■ **What you need to do**
From the data below, set down exactly the lines between the one holding "PR #1204, opened 2022-05-01" and the one holding "I have derived", inclusive, and no others.

+++ Data +++

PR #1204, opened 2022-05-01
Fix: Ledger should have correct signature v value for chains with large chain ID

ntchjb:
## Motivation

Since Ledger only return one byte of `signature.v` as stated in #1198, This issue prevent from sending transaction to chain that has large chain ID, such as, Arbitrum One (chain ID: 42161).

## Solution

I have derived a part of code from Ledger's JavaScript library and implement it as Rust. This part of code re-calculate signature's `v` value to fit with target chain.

+++
+++ Data +++

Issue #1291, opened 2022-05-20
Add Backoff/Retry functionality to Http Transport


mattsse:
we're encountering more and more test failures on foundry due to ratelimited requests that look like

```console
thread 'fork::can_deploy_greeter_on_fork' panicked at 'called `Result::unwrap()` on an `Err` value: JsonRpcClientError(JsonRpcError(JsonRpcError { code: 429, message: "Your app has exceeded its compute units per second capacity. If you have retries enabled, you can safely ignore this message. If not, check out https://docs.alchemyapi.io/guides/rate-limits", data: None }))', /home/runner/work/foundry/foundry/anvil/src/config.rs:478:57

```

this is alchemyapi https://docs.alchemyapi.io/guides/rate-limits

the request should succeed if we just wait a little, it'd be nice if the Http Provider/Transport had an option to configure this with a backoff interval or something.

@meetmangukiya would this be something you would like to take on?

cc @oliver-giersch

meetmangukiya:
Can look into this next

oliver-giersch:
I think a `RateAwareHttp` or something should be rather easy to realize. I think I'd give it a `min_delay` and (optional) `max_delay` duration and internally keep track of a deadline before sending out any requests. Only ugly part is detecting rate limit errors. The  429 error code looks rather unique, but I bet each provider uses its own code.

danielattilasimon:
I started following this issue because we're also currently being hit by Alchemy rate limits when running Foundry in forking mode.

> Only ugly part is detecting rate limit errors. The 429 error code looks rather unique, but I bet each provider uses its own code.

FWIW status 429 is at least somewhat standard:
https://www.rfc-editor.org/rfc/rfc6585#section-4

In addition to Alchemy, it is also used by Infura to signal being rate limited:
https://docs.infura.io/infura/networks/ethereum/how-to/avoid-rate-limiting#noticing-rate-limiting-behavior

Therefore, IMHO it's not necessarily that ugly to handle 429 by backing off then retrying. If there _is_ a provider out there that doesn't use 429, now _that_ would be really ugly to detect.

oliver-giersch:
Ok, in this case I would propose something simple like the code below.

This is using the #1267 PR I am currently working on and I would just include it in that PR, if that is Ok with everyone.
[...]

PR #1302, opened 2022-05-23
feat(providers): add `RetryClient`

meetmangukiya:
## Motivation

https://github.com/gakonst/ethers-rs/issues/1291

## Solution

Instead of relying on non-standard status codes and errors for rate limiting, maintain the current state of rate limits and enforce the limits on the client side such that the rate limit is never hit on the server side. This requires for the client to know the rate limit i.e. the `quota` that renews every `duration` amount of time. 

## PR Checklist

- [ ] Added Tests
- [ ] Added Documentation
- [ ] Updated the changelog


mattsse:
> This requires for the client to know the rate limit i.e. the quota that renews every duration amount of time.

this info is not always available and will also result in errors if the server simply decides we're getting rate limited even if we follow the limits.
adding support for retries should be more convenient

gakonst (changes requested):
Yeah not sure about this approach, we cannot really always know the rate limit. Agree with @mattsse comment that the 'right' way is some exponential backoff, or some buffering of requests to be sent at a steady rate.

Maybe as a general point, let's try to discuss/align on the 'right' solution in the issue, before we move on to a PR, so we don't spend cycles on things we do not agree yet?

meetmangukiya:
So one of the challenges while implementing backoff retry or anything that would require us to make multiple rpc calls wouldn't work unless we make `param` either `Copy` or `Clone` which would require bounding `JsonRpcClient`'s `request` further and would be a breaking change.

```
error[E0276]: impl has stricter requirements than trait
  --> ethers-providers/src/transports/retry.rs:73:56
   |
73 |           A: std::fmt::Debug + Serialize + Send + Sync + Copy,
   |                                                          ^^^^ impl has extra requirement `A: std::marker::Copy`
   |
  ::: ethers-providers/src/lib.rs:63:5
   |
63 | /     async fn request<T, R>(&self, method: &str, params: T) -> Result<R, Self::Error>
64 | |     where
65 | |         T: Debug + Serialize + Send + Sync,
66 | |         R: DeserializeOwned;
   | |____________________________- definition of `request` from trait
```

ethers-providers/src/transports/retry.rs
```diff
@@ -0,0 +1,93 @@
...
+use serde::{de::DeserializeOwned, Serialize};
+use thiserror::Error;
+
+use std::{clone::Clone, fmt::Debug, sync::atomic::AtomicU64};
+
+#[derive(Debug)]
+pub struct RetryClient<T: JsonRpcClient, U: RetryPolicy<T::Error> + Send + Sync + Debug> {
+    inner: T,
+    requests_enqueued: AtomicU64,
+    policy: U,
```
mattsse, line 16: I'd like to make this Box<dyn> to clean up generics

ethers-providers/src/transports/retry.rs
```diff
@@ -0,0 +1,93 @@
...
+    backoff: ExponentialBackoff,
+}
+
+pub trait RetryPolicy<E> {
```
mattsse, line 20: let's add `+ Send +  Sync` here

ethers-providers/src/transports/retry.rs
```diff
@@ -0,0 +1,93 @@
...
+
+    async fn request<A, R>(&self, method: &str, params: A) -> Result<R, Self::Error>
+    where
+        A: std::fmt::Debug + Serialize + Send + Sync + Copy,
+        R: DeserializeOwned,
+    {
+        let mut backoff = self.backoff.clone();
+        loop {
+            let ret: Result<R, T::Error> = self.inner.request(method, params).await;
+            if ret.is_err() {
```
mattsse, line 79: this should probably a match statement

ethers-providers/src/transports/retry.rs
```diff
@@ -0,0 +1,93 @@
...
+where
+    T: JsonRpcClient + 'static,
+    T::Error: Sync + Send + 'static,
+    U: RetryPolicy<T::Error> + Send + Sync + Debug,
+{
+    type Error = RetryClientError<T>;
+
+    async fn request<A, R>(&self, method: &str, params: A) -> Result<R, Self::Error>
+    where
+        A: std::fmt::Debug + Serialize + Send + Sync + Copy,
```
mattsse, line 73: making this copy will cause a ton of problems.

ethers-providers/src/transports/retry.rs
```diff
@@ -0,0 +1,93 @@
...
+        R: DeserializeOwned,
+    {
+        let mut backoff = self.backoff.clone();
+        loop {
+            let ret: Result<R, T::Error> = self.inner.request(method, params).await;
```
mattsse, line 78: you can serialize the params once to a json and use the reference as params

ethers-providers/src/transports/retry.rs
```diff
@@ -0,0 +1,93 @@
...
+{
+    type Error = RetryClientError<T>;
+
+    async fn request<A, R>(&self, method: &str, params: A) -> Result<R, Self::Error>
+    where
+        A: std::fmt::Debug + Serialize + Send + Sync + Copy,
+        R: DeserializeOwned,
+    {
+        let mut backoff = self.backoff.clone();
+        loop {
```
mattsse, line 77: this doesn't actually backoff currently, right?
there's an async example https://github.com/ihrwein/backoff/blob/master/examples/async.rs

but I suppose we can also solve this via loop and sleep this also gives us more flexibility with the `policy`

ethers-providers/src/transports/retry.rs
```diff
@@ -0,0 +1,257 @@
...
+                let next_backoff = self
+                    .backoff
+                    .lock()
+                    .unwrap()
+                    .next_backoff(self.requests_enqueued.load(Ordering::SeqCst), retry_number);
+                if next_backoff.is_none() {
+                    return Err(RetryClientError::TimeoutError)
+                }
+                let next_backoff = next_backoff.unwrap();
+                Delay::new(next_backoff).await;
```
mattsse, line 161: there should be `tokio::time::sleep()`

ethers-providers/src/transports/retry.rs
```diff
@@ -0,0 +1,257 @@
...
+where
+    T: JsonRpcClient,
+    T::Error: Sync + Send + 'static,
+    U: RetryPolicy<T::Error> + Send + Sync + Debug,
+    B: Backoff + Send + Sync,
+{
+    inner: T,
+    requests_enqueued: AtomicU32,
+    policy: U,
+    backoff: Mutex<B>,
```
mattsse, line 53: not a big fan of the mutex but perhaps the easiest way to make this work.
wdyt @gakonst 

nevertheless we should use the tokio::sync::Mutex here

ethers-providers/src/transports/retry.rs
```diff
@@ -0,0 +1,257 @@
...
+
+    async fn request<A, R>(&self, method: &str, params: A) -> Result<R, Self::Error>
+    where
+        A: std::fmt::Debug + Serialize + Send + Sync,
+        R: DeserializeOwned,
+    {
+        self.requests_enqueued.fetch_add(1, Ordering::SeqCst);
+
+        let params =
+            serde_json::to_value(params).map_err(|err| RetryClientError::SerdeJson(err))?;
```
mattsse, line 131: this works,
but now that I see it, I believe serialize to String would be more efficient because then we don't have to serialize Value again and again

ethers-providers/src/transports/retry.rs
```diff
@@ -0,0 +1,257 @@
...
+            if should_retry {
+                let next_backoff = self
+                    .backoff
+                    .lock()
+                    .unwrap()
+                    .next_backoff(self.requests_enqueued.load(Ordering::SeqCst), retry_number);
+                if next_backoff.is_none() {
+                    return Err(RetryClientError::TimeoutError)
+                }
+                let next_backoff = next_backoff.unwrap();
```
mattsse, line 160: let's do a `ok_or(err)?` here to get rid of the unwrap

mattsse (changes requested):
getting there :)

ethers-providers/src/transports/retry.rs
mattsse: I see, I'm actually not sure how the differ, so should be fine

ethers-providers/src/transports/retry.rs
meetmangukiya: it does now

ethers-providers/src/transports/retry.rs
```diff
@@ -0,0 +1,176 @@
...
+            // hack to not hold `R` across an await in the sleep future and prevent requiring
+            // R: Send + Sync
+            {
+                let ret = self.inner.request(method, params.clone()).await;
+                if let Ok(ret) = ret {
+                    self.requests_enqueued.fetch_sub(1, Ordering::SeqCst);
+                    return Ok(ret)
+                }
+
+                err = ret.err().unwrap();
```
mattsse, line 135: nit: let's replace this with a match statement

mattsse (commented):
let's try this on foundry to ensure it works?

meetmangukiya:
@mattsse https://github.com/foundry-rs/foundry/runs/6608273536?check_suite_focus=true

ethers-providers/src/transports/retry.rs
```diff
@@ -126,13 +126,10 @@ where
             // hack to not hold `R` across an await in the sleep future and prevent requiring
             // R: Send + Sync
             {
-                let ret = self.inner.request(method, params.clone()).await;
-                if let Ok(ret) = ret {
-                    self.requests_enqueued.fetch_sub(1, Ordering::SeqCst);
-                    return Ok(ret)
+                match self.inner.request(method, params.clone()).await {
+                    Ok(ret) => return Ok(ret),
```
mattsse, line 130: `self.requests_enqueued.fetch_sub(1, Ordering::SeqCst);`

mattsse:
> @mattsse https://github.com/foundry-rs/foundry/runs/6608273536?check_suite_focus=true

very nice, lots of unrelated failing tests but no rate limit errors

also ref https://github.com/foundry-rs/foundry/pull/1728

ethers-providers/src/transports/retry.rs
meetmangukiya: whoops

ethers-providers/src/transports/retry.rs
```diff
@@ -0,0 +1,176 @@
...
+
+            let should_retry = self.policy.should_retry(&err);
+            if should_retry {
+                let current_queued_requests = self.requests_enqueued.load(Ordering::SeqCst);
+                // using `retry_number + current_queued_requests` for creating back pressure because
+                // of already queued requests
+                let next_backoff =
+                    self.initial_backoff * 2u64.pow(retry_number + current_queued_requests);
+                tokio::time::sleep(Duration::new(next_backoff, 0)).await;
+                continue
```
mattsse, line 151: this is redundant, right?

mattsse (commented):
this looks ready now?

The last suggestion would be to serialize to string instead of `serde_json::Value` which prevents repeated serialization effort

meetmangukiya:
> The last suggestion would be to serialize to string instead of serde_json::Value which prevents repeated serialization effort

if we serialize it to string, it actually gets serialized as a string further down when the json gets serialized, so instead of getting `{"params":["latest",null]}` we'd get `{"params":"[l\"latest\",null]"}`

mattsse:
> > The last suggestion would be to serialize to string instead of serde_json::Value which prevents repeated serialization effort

+++

■ **Exercise response**
PR #1204, opened 2022-05-01
Fix: Ledger should have correct signature v value for chains with large chain ID

ntchjb:
## Motivation

Since Ledger only return one byte of `signature.v` as stated in #1198, This issue prevent from sending transaction to chain that has large chain ID, such as, Arbitrum One (chain ID: 42161).

## Solution

I have derived a part of code from Ledger's JavaScript library and implement it as Rust. This part of code re-calculate signature's `v` value to fit with target chain.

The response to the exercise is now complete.